_Your assignment_
In the entries below, find the line with "PR #803, opened 2017-06-15" and the line with "Users can provide"; give again those lines and every line between them, exactly.

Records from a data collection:
####################

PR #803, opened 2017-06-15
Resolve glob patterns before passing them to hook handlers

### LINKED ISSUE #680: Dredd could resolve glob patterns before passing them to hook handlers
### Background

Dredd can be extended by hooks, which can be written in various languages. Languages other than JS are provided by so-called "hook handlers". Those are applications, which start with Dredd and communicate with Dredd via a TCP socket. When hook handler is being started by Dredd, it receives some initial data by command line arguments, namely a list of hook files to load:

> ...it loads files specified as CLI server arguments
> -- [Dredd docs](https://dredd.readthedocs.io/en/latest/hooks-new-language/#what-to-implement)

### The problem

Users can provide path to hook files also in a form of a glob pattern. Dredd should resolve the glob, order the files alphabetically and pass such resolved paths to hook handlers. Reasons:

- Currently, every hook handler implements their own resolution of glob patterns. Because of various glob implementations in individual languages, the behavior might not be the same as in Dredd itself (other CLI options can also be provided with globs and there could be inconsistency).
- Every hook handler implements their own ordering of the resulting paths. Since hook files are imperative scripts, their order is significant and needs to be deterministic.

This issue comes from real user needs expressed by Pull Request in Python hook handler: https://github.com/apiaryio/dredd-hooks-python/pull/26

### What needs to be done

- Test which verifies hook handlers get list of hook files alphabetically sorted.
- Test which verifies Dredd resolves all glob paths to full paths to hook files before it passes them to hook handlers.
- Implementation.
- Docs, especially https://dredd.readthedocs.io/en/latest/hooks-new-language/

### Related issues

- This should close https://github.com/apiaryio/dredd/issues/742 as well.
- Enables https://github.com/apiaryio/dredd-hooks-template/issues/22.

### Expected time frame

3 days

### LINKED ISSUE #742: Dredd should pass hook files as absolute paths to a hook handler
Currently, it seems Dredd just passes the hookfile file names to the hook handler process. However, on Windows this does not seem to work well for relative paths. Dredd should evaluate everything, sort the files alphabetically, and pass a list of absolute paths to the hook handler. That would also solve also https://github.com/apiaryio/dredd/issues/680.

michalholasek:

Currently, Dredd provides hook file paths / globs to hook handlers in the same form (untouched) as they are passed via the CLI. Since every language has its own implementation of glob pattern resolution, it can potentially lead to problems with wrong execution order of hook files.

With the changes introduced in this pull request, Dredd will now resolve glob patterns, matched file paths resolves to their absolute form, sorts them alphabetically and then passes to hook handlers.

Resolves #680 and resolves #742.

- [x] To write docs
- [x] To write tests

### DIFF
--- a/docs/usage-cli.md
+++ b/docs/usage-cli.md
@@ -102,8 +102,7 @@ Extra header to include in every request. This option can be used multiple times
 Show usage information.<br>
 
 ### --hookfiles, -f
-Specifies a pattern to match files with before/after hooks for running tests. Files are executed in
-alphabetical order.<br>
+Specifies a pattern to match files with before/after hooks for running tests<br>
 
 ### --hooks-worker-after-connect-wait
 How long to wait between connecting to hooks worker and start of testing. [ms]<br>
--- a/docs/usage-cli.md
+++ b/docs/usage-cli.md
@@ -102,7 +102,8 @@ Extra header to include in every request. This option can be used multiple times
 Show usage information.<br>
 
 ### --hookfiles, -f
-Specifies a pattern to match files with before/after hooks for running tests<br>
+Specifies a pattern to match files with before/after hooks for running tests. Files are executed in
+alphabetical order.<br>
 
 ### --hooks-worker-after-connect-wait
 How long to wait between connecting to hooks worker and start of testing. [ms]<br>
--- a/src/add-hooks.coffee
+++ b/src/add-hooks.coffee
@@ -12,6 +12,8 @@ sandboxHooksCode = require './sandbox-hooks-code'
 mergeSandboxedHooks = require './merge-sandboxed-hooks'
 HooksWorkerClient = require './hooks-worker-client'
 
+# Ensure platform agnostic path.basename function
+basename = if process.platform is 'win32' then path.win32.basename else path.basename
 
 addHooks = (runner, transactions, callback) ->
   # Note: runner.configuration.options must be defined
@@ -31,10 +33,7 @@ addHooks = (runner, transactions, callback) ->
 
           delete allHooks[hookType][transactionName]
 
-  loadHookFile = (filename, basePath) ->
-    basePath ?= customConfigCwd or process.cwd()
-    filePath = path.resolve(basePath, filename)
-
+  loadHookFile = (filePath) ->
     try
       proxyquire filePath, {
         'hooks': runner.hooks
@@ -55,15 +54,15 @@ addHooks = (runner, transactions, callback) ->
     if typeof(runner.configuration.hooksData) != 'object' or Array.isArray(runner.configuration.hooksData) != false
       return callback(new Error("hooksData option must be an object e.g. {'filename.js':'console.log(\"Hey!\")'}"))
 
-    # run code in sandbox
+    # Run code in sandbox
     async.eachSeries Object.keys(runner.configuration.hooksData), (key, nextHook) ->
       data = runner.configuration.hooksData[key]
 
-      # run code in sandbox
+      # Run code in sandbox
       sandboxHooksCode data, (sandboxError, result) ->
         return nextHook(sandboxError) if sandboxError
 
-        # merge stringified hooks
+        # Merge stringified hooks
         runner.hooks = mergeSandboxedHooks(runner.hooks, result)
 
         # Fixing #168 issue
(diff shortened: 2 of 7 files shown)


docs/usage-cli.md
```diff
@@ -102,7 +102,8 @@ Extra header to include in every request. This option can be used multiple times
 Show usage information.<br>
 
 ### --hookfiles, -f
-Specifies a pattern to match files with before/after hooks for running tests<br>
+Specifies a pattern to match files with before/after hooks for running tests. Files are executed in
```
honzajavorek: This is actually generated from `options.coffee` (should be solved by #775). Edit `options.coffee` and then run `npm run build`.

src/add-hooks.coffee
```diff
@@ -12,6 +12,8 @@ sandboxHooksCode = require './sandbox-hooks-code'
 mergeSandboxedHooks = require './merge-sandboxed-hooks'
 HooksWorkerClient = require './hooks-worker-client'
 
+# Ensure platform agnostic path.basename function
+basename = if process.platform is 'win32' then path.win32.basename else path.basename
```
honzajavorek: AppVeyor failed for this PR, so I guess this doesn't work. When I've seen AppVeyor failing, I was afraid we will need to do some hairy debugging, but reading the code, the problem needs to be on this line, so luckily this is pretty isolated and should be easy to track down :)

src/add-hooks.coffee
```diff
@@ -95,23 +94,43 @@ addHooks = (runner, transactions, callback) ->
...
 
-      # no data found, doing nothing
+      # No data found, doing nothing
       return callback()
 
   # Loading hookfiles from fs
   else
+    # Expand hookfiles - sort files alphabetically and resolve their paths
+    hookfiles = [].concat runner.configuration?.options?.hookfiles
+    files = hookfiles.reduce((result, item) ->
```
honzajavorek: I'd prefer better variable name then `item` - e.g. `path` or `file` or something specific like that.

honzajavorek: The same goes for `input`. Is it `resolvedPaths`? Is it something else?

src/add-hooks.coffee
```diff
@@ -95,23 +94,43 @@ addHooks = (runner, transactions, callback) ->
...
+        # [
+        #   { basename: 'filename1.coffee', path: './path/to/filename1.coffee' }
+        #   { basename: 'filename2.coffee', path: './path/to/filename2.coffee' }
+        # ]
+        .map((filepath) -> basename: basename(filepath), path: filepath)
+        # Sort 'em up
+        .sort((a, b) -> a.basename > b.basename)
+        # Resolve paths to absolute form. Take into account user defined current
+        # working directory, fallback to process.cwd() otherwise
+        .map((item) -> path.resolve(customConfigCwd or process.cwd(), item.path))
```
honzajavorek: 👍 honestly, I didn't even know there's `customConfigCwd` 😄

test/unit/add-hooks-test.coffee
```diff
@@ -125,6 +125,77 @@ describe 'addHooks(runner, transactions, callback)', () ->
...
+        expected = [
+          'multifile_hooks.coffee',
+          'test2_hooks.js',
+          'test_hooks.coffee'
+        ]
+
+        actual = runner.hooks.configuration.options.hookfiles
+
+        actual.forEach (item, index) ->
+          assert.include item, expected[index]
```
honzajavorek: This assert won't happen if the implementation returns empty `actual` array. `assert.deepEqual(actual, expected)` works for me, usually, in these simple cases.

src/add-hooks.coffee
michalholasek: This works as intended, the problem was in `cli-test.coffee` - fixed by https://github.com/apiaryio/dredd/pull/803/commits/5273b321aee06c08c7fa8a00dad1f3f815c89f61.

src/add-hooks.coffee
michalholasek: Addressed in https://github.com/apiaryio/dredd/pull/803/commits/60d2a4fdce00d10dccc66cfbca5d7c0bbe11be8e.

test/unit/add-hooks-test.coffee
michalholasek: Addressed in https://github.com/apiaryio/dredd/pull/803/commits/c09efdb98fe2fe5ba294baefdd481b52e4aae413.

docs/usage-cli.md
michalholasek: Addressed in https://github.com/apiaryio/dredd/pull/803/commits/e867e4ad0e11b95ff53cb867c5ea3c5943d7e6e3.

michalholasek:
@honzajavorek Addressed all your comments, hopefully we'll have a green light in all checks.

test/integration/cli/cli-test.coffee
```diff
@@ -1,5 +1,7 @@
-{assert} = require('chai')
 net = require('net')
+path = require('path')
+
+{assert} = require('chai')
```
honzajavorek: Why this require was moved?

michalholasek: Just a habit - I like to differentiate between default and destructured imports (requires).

####################

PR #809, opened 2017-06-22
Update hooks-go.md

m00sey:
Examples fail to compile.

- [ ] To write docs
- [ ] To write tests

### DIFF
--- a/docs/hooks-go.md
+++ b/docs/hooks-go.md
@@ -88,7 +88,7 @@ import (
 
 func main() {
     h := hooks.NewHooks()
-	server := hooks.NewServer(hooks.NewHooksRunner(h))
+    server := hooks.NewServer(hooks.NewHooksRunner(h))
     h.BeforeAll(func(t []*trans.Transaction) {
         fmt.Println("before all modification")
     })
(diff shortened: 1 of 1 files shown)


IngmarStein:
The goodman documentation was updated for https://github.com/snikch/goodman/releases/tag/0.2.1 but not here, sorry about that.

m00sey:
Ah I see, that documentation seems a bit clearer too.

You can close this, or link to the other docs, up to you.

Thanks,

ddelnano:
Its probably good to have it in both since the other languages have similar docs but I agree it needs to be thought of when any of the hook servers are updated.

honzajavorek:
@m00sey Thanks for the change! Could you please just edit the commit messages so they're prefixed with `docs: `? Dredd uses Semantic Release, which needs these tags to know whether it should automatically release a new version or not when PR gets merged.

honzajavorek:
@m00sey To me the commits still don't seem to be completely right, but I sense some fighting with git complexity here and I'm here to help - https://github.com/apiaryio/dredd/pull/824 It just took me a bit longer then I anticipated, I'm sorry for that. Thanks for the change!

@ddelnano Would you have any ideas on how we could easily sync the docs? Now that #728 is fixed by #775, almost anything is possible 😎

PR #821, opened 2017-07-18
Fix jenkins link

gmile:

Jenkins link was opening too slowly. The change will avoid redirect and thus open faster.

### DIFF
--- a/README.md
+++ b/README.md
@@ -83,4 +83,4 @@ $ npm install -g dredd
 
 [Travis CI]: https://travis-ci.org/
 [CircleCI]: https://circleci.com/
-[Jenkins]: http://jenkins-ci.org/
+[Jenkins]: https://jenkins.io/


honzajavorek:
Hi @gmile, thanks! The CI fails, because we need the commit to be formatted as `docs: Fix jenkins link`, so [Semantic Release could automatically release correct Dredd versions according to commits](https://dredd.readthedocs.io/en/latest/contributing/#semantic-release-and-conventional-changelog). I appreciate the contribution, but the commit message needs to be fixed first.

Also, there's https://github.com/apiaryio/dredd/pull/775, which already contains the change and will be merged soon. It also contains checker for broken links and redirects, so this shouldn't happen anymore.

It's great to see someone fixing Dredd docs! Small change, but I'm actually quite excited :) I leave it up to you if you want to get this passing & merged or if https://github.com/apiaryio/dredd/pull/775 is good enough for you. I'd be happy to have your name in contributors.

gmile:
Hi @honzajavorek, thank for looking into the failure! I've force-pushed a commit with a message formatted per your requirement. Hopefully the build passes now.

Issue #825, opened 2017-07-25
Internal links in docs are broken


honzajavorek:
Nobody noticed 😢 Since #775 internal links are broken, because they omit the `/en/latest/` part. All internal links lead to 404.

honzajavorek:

####################

_Result of the task_
PR #803, opened 2017-06-15
Resolve glob patterns before passing them to hook handlers

### LINKED ISSUE #680: Dredd could resolve glob patterns before passing them to hook handlers
### Background

Dredd can be extended by hooks, which can be written in various languages. Languages other than JS are provided by so-called "hook handlers". Those are applications, which start with Dredd and communicate with Dredd via a TCP socket. When hook handler is being started by Dredd, it receives some initial data by command line arguments, namely a list of hook files to load:

> ...it loads files specified as CLI server arguments
> -- [Dredd docs](https://dredd.readthedocs.io/en/latest/hooks-new-language/#what-to-implement)

### The problem

Users can provide path to hook files also in a form of a glob pattern. Dredd should resolve the glob, order the files alphabetically and pass such resolved paths to hook handlers. Reasons:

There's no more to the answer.